Collected data entries
◆ ◆ ◆ ◆ ◆ ◆ ◆

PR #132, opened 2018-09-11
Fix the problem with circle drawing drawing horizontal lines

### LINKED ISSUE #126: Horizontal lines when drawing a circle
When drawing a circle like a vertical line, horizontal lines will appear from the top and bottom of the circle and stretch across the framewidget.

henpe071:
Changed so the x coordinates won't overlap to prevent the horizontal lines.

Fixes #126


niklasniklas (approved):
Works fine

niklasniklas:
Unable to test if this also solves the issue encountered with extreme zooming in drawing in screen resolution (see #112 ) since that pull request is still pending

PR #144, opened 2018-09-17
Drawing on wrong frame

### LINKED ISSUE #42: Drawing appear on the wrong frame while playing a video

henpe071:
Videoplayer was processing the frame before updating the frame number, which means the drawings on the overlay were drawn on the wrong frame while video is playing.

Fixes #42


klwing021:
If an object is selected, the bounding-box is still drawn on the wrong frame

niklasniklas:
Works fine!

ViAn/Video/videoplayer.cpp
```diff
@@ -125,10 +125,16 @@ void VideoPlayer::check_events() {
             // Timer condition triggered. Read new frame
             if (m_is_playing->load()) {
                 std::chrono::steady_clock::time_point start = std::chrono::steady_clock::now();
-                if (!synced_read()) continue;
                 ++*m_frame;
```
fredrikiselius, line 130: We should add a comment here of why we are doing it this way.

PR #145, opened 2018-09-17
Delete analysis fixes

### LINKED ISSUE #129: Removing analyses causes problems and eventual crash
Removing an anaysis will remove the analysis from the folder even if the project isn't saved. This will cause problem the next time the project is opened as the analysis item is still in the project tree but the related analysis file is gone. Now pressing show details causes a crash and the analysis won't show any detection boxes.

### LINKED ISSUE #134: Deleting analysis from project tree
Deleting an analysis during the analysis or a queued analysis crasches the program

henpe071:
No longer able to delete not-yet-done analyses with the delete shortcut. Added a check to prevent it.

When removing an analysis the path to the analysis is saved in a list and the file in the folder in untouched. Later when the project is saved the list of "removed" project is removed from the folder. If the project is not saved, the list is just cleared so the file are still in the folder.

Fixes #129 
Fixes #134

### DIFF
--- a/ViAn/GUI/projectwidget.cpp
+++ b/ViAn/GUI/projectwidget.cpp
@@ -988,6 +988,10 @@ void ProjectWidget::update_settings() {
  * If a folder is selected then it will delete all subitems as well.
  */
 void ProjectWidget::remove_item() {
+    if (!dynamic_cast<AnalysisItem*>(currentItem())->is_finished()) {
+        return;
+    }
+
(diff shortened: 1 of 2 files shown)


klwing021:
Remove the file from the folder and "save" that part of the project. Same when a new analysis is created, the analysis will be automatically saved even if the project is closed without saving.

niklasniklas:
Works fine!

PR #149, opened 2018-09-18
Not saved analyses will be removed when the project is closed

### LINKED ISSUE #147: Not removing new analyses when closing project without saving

◆ ◆ ◆ ◆ ◆ ◆ ◆

- _Brief_
Return each line above where the word "drawn" shows up.

- _Solution to this task_
Videoplayer was processing the frame before updating the frame number, which means the drawings on the overlay were drawn on the wrong frame while video is playing.
If an object is selected, the bounding-box is still drawn on the wrong frame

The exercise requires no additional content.